If we plot the average of this new ensemble, we can see that the first burst is now completely removed from the first IMF.

```plt.figure()
plt.subplot(211)
plt.plot(imf[:, 0])
plt.subplot(212)
plt.plot(imf[:, 1:].mean(axis=1))
```
```[<matplotlib.lines.Line2D object at 0x7fbf4dd8cbd0>]
```

## Ensemble Sifting#

This process is implemented for a whole sifting run in `emd.sift.ensemble_sift`. This function works much like `emd.sift.sift` with a few extra options for controlling the noise ensembles.

• nensembles defines the number of parallel sifts to compute

• ensemble_noise defines the noise variance relative to the standard deviation of the input signal

• nprocesses allow for parallel processing of the ensembles to speed up computation

Next, we call `emd.sift.ensemble_sift` to run through a whole sift of our signal.

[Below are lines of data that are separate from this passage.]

PR #1643, opened 2023-02-22
fix take_while_m_n for multibyte UTF-8 chars

### LINKED ISSUE #1630: `take_while_m_n` is invalid for multi-byte UTF-8 characters
`take_m_n` does:
```rust
    match input.position(|c| !cond(c)) {
      Some(idx) => {
        if idx >= m {
          if idx <= n {
            let res: IResult<_, _, Error> = if let Ok(index) = input.slice_index(idx) {
              Ok(input.take_split(index))
            } else {
              Err(Err::Error(Error::from_error_kind(
                input,
                ErrorKind::TakeWhileMN,
              )))
            };
```

while `Input::position` is defined as
```rust
  /// Returns the byte position of the first element satisfying the predicate
  fn position<P>(&self, predicate: P) -> Option<usize>
  where
    P: Fn(Self::Item) -> bool;
```
So it is looking up the byte position of the first non-matching character but then treats it as the `Item` count, comparing it with `m` and `n` and then using `slice_index` to convert it to a byte position.  This should cause it to hit `m` and `n` sooner than it should and split at the wrong position.

I see that #913 was previously reported but the 7483885 and #1097 just added the "`Item` count to byte position" conversion but didn't address that it was using a byte position.

The reason the test from #913 is working is the else-clause for when there are more valid elements than `n` (4 is greater than 1), it caps it by `n` (1), making the  `Item` count valid that it passes to `slice_index`.

To show this failing, we need to change `m`, `n`, and the input slightly
```rust
  #[test]
  fn take_while_m_n_utf8() {
    named!(parser<&str, &str>, take_while_m_n!(1, 2, |c| c == 'A' || c == '😃'));
    assert_eq!(parser("A!"), Ok(("!", "A")));
    assert_eq!(parser("😃!"), Ok(("!", "😃")));
  }
```
This fails, with the left-hand side reporting `Ok(("", "😃!")`.  The only reason it doesn't crash is that `slice_index`, when exhausted, returns `self.len()`.

I believe this problem predates #1612

ackxolotl:
fixes #1630

### DIFF
--- a/src/bytes/complete.rs
+++ b/src/bytes/complete.rs
@@ -3,7 +3,7 @@
 use crate::error::ErrorKind;
 use crate::error::ParseError;
 use crate::internal::{Err, IResult, Parser};
-use crate::lib::std::result::Result::*;
+use crate::lib::std::{result::Result::*, cmp::min};
 use crate::traits::{Compare, CompareResult, FindSubstring, FindToken, InputLength, ToUsize};
 use crate::Input;
 
@@ -208,7 +208,7 @@ where
   }
 }
 
-/// Returns the longest (m <= len <= n) input slice  that matches the predicate.
+/// Returns the longest (m <= len <= n) input slice that matches the predicate.
 ///
 /// The parser will return the longest slice that matches the given predicate *(a function that
 /// takes the input and returns a bool)*.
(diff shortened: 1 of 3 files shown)


src/bytes/complete.rs
```diff
@@ -242,55 +243,27 @@ where
 {
   move |i: I| {
     let input = i;
+    let input_len = input.input_len();
+
+    // get m and n in bytes
+    let m = match input.slice_index(m) {
```
Geal, line 249: calling slice_index twice before even processing the predicate can be very inefficient for strings, since it has to iterate over chars. Do you see another way to do it?

ackxolotl: Hm. We have to get the byte offsets for `m` and `n` before we can return any result and it doesn't really make a difference if we do that before or after matching the pattern, right? The only alternative I can think of is changing `Input::position()` to return a byte offset for `&[u8]` and a char offset for `&[str]`, then we are consistently using either byte or char offsets in `take_while_m_n` and can skip those calls to `Input::slice_index()`. But I'm not sure how much that would break.

Geal: none of those sound like good alternatives. every "split" function should only work with byte offsets, but we cannot compare those with m and n. I feel like the best approach would be to reimplement manually with the `iter_elements` method, which for `&str` calls into `char_indices`, instead of using `position`. Like, iter while the condition is satisfied, stop after n iterations or when the condition fails, then check that the number of iterations was higher than m

epage: If it helps, winnow-rs/winnow#130 is how I fixed this though there will be slight differences due to the design of `Input` vs `Stream`

src/bytes/complete.rs
```diff
@@ -242,55 +242,26 @@ where
...
-              Err(Err::Error(Error::from_error_kind(
-                input,
-                ErrorKind::TakeWhileMN,
-              )))
-            };
-            res
+    for (i, item) in input.iter_elements().enumerate() {
+      if !cond(item) {
+        if i >= m {
+          if let Ok(index) = input.slice_index(min(i, n)) {
```
Geal, line 250: it looks like the loop runs until the first element that does not match, but it should check that `i <=n` on every iteration. Otherwise it could get very far

Geal (changes requested):

src/bytes/complete.rs
```diff
@@ -242,55 +242,29 @@ where
...
-        if len >= n {
-          match input.slice_index(n) {
-            Ok(index) => Ok(input.take_split(index)),
-            Err(_needed) => Err(Err::Error(Error::from_error_kind(
-              input,
-              ErrorKind::TakeWhileMN,
-            ))),
+      if !cond(item) {
+        if i >= m {
+          if let Ok(index) = input.slice_index(min(i, n)) {
```
Geal, line 253:
```suggestion
          if let Ok(index) = input.slice_index(i) {
```
here we already know that i <=n

Geal: maybe I removed `iter_indices` too early. it would have avoided going through the data twice here. I think we'll merge this and I'll see if I can simplify it

src/traits.rs
```diff
@@ -234,7 +234,7 @@ impl<'a> Input for &'a str {
   type Iter = Chars<'a>;
 
   fn input_len(&self) -> usize {
-    self.len()
+    self.chars().count()
```
Geal, line 237: why this change? This was always supposed to be the bytes length

Geal:
I feel like I'm asking for too many changes, and I want to be mindful of your time here. If you'd prefer, I can take over and finish it

ackxolotl:
Feel free to take over!

PR #354, opened 2024-07-20
fix(cli): restore PRJ_ROOT env var

### LINKED ISSUE #353: Treefmt doesn't use the `PRJ_ROOT` variable for `--tree-root`
**Describe the bug**
Treefmt doesn't use the `PRJ_ROOT` variable for `--tree-root` anymore.
This was the case prior to `v2`

**To Reproduce**
Set the `PRJ_ROOT` variable.

zimbatm:
PRJ_ROOT is coming from the https://github.com/numtide/prj-spec and was used in treefmt 1.x

Fixes #353


brianmcgee (approved):

brianmcgee:
@mergifyio queue

PR #398, opened 2024-08-28
fix: resolve commands relative to the root

zimbatm:
When configuring treefmt with relative paths to commands, for example if
you want to create your own repo-specific wrappers, treefmt would fail
if executed in a sub-directory.

This change makes sure that the relative path is resolved based on the
treefmt root instead of the current directory.


brianmcgee:
@mergifyio rebase

PR #399, opened 2024-08-30
chore: use opentofu instead of terraform

zimbatm:
Avoids the unfree shenanigans


phaer (approved):
I quickly thought about an option, but I believe it's better to do so if someone actually needs it - and removing allowUnfreePredicate is nice as well 👍

Issue #406, opened 2024-09-14
treefmt --stdin hangs if no filename is specified


jfly:
This command hangs indefinitely:

```
treefmt --stdin
```

SIGTERM doesn't stop it, I have to send a SIGKILL.

**Expected behavior**

treefmt should never hang indefinitely. In the specific case above, I'd expect to see [this error message](https://github.com/numtide/treefmt/blob/v2.0.5/cli/format.go#L213):

> only one path should be specified when using the --stdin flag

**System information**

I'm using the latest version of treefmt (at time of writing):

```shell
$ treefmt --version
treefmt v2.0.5
```

**Additional context**

- I dug into this, and we appear to be getting stuck here waiting for some goroutines (am I using that word correctly? sorry, total go noob here) to terminate: https://github.com/numtide/treefmt/blob/v2.0.5/cli/format.go#L196
- Specifically, the `applyFormatters` goroutine is stuck forever in [this for loop](https://github.com/numtide/treefmt/blob/v2.0.5/cli/format.go#L353) reading from `f.filesCh`
- The contract seems to be that the `walkFilesystem` goroutine is responsible for closing `f.filesCh`, but it exited [here](https://github.com/numtide/treefmt/blob/v2.0.5/cli/format.go#L213) *before* it [sets up a `defer` to close the channel at exit](https://github.com/numtide/treefmt/blob/v2.0.5/cli/format.go#L261-L262).
- IIUC, the fix here is as simple as moving the `defer close(f.filesCh)` to the very top of the `walkFilesystem` goroutine, so there's no chance for it to return without closing `f.filesCh`. This is a very simple change, so I'll send in a PR with the change.

PR #407, opened 2024-09-14
Avoid hanging: ensure we always close `f.filesCh`

jfly:
The contract seems to be that the `walkFilesystem` goroutine is
responsible for closing `f.filesCh`, but before this change, there were
codepaths that could result in the gorouting exiting without closing
`f.filesCh`. That shouldn't be possible anymore, so long as we keep this
statement at the top of the function =)

This fixes https://github.com/numtide/treefmt/issues/406

### DIFF
--- a/cli/format.go
+++ b/cli/format.go
@@ -201,6 +201,9 @@ func (f *Format) Run() (err error) {
 
 func (f *Format) walkFilesystem(ctx context.Context) func() error {
 	return func() error {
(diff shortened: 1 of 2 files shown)


jfly:
I just added a unittest of the old problematic behavior and confirmed that the test gets wedged without my changes.

brianmcgee:
Nice catch, thanks!

brianmcgee (approved):

PR #415, opened 2024-09-24
fix/path handling

brianmcgee:
Fixes an issue with the `git` walker, which @srounce [found](https://github.com/srounce/repro-treefmt-traversal-bug).

Tightens up how we handle path args at the same time.

- **chore: update flake.lock**
- **fix: path handling and checking git index**

### DIFF
--- a/cli/format.go
+++ b/cli/format.go
@@ -10,6 +10,7 @@ import (
 	"path/filepath"
 	"runtime"
 	"runtime/pprof"
+	"strings"
 	"syscall"
 	"time"
 
@@ -34,6 +35,9 @@ var ErrFailOnChange = errors.New("unexpected changes detected, --fail-on-change 
 func (f *Format) Run() (err error) {
 	// set log level and other options
 	f.configureLogging()
+
+	// initialise stats collection
+	stats.Init()
 
 	// ci mode
 	if f.Ci {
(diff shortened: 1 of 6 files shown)


cli/format.go
```diff
@@ -35,6 +36,9 @@ func (f *Format) Run() (err error) {
 	// set log level and other options
 	f.configureLogging()
 
+	// initialise stats collection
+	stats.Init()
```
brianmcgee, line 40: Moved this earlier as it wasn't being reset correctly in tests if an error was thrown.

walk/git.go
```diff
@@ -3,16 +3,71 @@ package walk
...
-
-	"github.com/charmbracelet/log"
+	"strings"
 
 	"github.com/go-git/go-git/v5"
-	"github.com/go-git/go-git/v5/plumbing/filemode"
 )
 
+// fileTree represents a hierarchical file structure with directories and files.
+type fileTree struct {
```
brianmcgee, line 18: Simple tree structure for checking paths exist, be they real files or directories, in the git index.

walk/git.go
```diff
@@ -25,12 +80,7 @@ func (g gitWalker) Root() string {
 	return g.root
 }
 
-func (g gitWalker) relPath(path string) (string, error) {
-	// quick optimization for the majority of use cases
```
brianmcgee, line 29: Removed this as I feel it wasn't adding much and was just a source of potentially more bugs.

walk/git.go
```diff
@@ -86,51 +140,56 @@ func (g gitWalker) Walk(ctx context.Context, fn WalkFunc) error {
...
+				if err != nil {
+					return fmt.Errorf("failed to determine a relative path for %s: %w", path, err)
+				}
+
+				if !cache.hasPath(relPath) {
+					log.Debugf("path %v not found in git index, skipping", relPath)
+					return nil
+				}
 
-			return fn(&file, err)
```
brianmcgee, line 132: We were only processing the first path argument specified... :man_facepalming:

PR #431, opened 2024-10-09
feat/cobra

### LINKED ISSUE #351: Allow setting flags as config values
Original issue was created [here](https://github.com/numtide/treefmt-nix/issues/202).

In general, should we allow setting default values for cli args in the `treefmt.toml` file?

brianmcgee:
`treefmt.toml` has been extended to include an entry for most of the flags that can be passed to `treefmt`.

In addition, values can now be specified via the environment, prefixed with `TREEFMT_`.

Finally, the order of precedence for value lookup has been fixed: flag -> env -> treefmt.toml.

The docs have not been updated. I will do that in a later PR after I've finished re-shaping some other things. 

Closes #351


cmd/init/init.toml
```diff
@@ -0,0 +1,49 @@
...
+# File to search for to find the tree root (if --tree-root is not passed). (env $TREEFMT_TREE_ROOT_FILE)
+# tree-root-file = ".git/config"
+
+# Set the verbosity of logs e.g.
+# 0 = warn, 1 = info, 2 = debug (env $TREEFMT_VERBOSE)
+# verbose = 2
+
+# The method used to traverse the files within the tree root.
+# Currently supports 'auto', 'git' or 'filesystem'. (env $TREEFMT_WALK)
+# walk = "filesystem"
```
brianmcgee, line 39: @zimbatm I've disabled some values from being included in the config file. Are there any others you think shouldn't be there?

cmd/init/init.toml
```diff
@@ -0,0 +1,49 @@
...
+
+## Runs treefmt in a CI mode, enabling --no-cache, --fail-on-change and adjusting some other settings best suited to a
+## CI use case (env $TREEFMT_CI)
+# ci = true
+
+# The file into which a cpu profile will be written (env $TREEFMT_CPU_PROFILE)
+# cpu-profile = ./cpu.pprof
+
+# Exclude files or directories matching the specified globs (env $TREEFMT_EXCLUDES)
+# excludes = ["*.md", "*.gif"]
```
zimbatm, line 14: Weren't the excludes under a [global] prefix? It could be a back-compat issue.

cmd/init/init.toml
zimbatm: The only one I'm a bit under about is the "ci" one. But I also don't see it hurting.

brianmcgee: I wasn't sure about that, so I went ahead and removed it.

cmd/init/init.toml
brianmcgee: If `excludes` is not set, it falls back to `global.excludes`.

This was driven in part for simplicity, also in part because viper has trouble binding flags to subsections, or at least I couldn't see how to easily achieve it.

PR #436, opened 2024-10-11
feat/refine cache

brianmcgee:
- **feat: remove globals from stats package**
- **feat: refactor caching approach**


format/cache.go
```diff
@@ -0,0 +1,93 @@
...
+			return fmt.Errorf("failed to get formatters bucket from cache: %w", err)
+		}
+
+		// check for any newly configured or modified formatters
+		for name, formatter := range formatters {
+
+			stat, err := os.Lstat(formatter.Executable())
+			if err != nil {
+				return fmt.Errorf("failed to stat formatter executable %v: %w", formatter.Executable(), err)
+			}
```
zimbatm, line 32: How does this interact with `--allow-missing-formatter`?

format/cache.go
```diff
@@ -0,0 +1,93 @@
...
+
+		formattersBucket, err := cache.BucketFormatters(tx)
+		if err != nil {
+			return fmt.Errorf("failed to get formatters bucket from cache: %w", err)
+		}
+
+		// check for any newly configured or modified formatters
+		for name, formatter := range formatters {
+
+			stat, err := os.Lstat(formatter.Executable())
```
zimbatm, line 29: On Windows, the Lstat would fail because of the extra `.exe` file extension executables have. Nothing to fix immediately, but it's one of those places that would have to be tweaked for Windows support.

walk/cache/cache.go
```diff
@@ -0,0 +1,78 @@
...
+	var err error
+	var path string
+
+	if temp {
+		// If no cache is desired, rather than complicate the logic for cache / no cache, we just create a cache instance
+		// backed by a temporary file instead
+		if f, err := os.CreateTemp("", "treefmt-no-cache-*.db"); err != nil {
+			return nil, fmt.Errorf("failed to create a temporary db file: %w", err)
+		} else {
+			path = f.Name()
```
zimbatm, line 34: Should that file be cleaned up on exit as well?

walk/cache/cache.go
```diff
@@ -0,0 +1,78 @@
...
+		}
+	} else {
+		// Otherwise, the database will be located in `XDG_CACHE_DIR/treefmt/eval-cache/<name>.db`, where <name> is
+		// determined by hashing the treeRoot path.
+		// This associates a given treeRoot with a given instance of the cache.
+		h := sha1.New()
+		h.Write([]byte(root))
+		digest := h.Sum(nil)
```
zimbatm, line 42: Since Go 1.2 you can now do:
```suggestion
		digest := sha1.Sum([]byte(root))
```

walk/walk.go
```diff
@@ -0,0 +1,114 @@
...
+	default:
+		return nil, fmt.Errorf("unknown walk type: %v", walkType)
+	}
+
+	if err != nil {
+		return nil, err
+	}
+
+	// wrap with cached reader
+	reader, err = NewCachedReader(db, BatchSize, reader)
```
zimbatm, line 111: Wouldn't ignoring that wrap in case of `--no-cache` be simpler than creating a tempfile?

format/cache.go
brianmcgee: Before this is called `cmd/format/format.go` we process the formatters like this:

```go
	for name, formatterCfg := range cfg.FormatterConfigs {
		formatter, err := format.NewFormatter(name, cfg.TreeRoot, env, formatterCfg)

		if errors.Is(err, format.ErrCommandNotFound) && cfg.AllowMissingFormatter {
			log.Debugf("formatter command not found: %v", name)
			continue
		} else if err != nil {
			return fmt.Errorf("%w: failed to initialise formatter: %v", err, name)
		}

		// store formatter by name
		formatters[name] = formatter
	}

```

If `cfg.AllowMissingFormatter` is true then the missing formatters are omitted from the formatters we will use.

format/cache.go
brianmcgee: Good to know. I think that's something we would tackle in a specific PR targeting windows support.

walk/walk.go
brianmcgee: You're right, that logic was a hangover from how it was done. I'll update it.

cmd/format/format.go
```diff
@@ -154,12 +150,32 @@ func Run(v *viper.Viper, statz *stats.Stats, cmd *cobra.Command, paths []string)
...
-			// if we can't open the cache, we log a warning and fallback to no cache
-			log.Warnf("failed to open cache: %v", err)
-			cfg.NoCache = true
+		// open the db
+		db, err = cache.Open(cfg.TreeRoot)
+		if err != nil {
+			return fmt.Errorf("failed to open cache: %w", err)
+		}
+
+		// ensure db is closed after we're finished, and removed if temporary
```
jfly, line 162: What does "temporary" refer to here? Has this comment bitrotted?

jfly (commented):
Sorry for the single nit, I started skimming this and saw a confusing comment.

I haven't read through the whole PR carefully.

cmd/format/format.go
brianmcgee: Updated it :)

zimbatm (approved):

PR #438, opened 2024-10-11
Improve path argument handling

### LINKED ISSUE #435: treefmt 2+ no longer formats gitignored files passed explicitly as arguments
**Context**

I believe treefmt 1.x was totally ignorant of VCS/git, and would happily format all files it could find (including stuff the `.git` directory!).

It's great that treefmt 2+ doesn't do this: it's default filesystem walker ("auto") detects when we're in a git repo and ignores untracked files.

**Describe the bug**

The problem is that treefmt no longer formats files that are explicitly passed as arguments.

This breaks my "generic nix fmt" formatter I wrote for null-ls/none-ls. See https://github.com/jfly/snow/blob/835b3765b2fa18768ccebb474b292c061ba47752/pkgs/neovim/vimrc#L332-L342. Much like treefmt itself, under the hood, null-ls generates tempfiles and passes them as command line parameters to the formatter. It expects the formatter to format these files, even though they're not tracked by git.

In other words, null-ls expects formatters to obey [treefmt's formatter specification](https://github.com/numtide/treefmt/blob/v2.0.5/docs/formatter-spec.md). (On a related note, I've tried to clarify this here: https://github.com/numtide/treefmt/pull/434). I'd argue that treefmt itself doesn't follow its own formatter specification, because it won't format untracked tempfiles.

(I am aware of treefmt's `--walk=filesystem` parameter, but that would require my null-ls plugin to somehow know that it's invoking treefmt, when all it really knows is that it's invoking `nix fmt`.)

**Expected behavior**

I'd like for treefmt's default behavior to be to format files passed explicitly on the command line, even if those files are not tracked by git. If folders are passed, or if `--walk=git` is used, it's fine to apply the normal filesystem walking rules.

brianmcgee:
Changes how we handle paths which are provided as arguments:

- if it's a file, we attempt to format it based on the matching options
- if it's a directory, we traverse it using the provided walk type

This is more consistent with what a user expects and makes it easier to integrate with tools such as `none-ls`.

Note that it is ofen a good idea to limit the total number of IMFs in an ensemble_sift. If we allow the sift to compute all possible IMFs then there is a chance that some processes in the ensemble might complete with one more or one less IMF than the others - this will break the averaging so here, we only compute the first five IMFs.

First, we compute the sift with 2 ensembles.

```imf = emd.sift.ensemble_sift(burst+n, max_imfs=5, nensembles=2, nprocesses=6, ensemble_noise=1, imf_opts=imf_opts)
emd.plotting.plot_imfs(imf)
```
```<AxesSubplot:xlabel='Time (samples)'>
```

This does a reasonable job. Certainly better than the standard sift we ran at the start of the tutorial. There is still some mixing of signals visible though. To help with this we next compute the ensemble sift with four separate noise added sifts.

```imf = emd.sift.ensemble_sift(burst+n, max_imfs=5, nensembles=4, nprocesses=6, ensemble_noise=1, imf_opts=imf_opts)
emd.plotting.plot_imfs(imf)
```
```<AxesSubplot:xlabel='Time (samples)'>
```

This is better again but still could be improved. Finally, we run a sift with an ensemble of 24 separate sifts.

```imf = emd.sift.ensemble_sift(burst+n, max_imfs=5, nensembles=24, nprocesses=6, ensemble_noise=1, imf_opts=imf_opts)
emd.plotting.plot_imfs(imf)
```
```<AxesSubplot:xlabel='Time (samples)'>
```

This does a good job. Both bursts are clearly recovered with smooth amplitude modulations and the noise in the first IMF shows the smooth increase in variance that we defined at the start.